Mpiyezintombi Mkhize learned of the events in kwa-Zulu from the excitement in his master’s household. The wire services brought news from Natal of a fermenting Anglo-Zulu War.
The Captain had been disillusioned with the increasingly liberal stance of the Cape Argus, which openly advocated integration. He was now an ardent reader of The Lantern, a weekly pro-imperialist paper that Mpiyezintombi devoured with much enthusiasm because of its funny cartoons and caricatures of the liberals it opposed.
It was from the pages of The Lantern that Mpiyezintombi learned of the amaZulu victory at the Battle of Isandlwana. He later confirmed it with his master, and again with the teacher and fellow students at the docklands night school. Piecing snatches of stories together, he re-created the battle in his imagination as if he were there himself. All the while he regretted that his desire for Nomalanga had deprived him of the opportunity to share in the glory of annihilating the British.
The British colonists in Natal had finally carried out their threat and crossed uThukela River to attack the kwaZulu Kingdom. Mpiyezintombi remembered how Sir Bartle Frere, the British High Commissioner for Southern Africa and therefore a personal representative of the Great White Queen from across the seas, had given King Cetshwayo kaMpande a silly ultimatum even before he, Mpiyezintombi, had escaped from Ondini. He’d known that his king would ignore it, but he didn’t believe the English would be so foolish as to invade his people.
The Red Coats, led by Lieutenant General Lord Chelmsford, marched into the Kingdom of amaZulu, creating havoc in their path, particularly on crops and livestock. Women and children took to the hills, and all menfolk, except
for the very old and sickly, took their places in their various regiments.

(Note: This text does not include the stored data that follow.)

PR #1114, opened 2022-09-01
Dim declare_same_as, prioritize explicit defined

albertz:
Via https://github.com/rwth-i6/returnn_common/issues/200.

### DIFF
--- a/returnn/tf/util/data.py
+++ b/returnn/tf/util/data.py
@@ -53,6 +53,8 @@ class Dim(object):
     Feature = Entity("feature")
     Types = (Batch, Spatial, Feature)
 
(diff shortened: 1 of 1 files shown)


returnn/tf/util/data.py
```diff
@@ -920,6 +925,12 @@ def declare_same_as(self, other):
       # We actually want it to be the other way around.
       other_same_base.declare_same_as(self_same_as)
       return
+    if self.is_dim_known and not other.is_dim_known():
```
albertz, line 928: Note this typo was fixed in a follow up commit (`self.is_dim_known()`).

The ever-so-liberal Cape Argus, reporting on this invasion, wrote of a speech recalled by those present, where Cetshwayo addressed his soldiers and said in a plaintive voice, ‘I have not gone over the seas to look for the White man, yet they have come into my country and I would not be surprised if they took away our wives and cattle and crops and land. I have nothing against the White man and I cannot tell why they came to me. What shall I do?’
When Mpiyezintombi read these words, he sighed deeply and a single tear dropped down his cheek. At the mention of the women who would be taken away as if they were part of the cattle and land, his mind darted to Nomalanga. She would never allow herself to be taken, he assured himself. Yet he wondered where she could be. She had been one of the isigodlo girls who had been armed with muskets and were acting as the king’s personal bodyguards. Could Cetshwayo have sent them into battle? He remembered her as a very feisty woman. She would fight to the death if any British soldier tried to abduct her.
On the eleventh day, on 22 January 1879, the Red Coats faced Cetshwayo’s troops. The amaZulu military formations were under the supreme command of a general of whom Mpiyezintombi was in awe, Ntshingwayo kaMahole Khoza – one of the men who had mentored him through the ranks.
Mpiyezintombi knew that he would have led one of the regiments if he had been there. Indeed, a mate of his, a man who served under him once, Mavumengwana kaNdlela, was basking in the glory of having led the regiment that administered the lethal blow to Chelmsford’s well-resourced army.
The British Empire fell to its knees that day at the Battle of Isandlwana. A force of twenty thousand soldiers armed only with cowhide shields, short assegais and a few muskets, destroyed columns of one thousand and eight hundred Red Coats armed with the latest in military technology – Martini-Henry breech-loaders, field guns and Hale rocket batteries. More than one thousand and three hundred Red Coats were killed that day, and the rest were put to flight.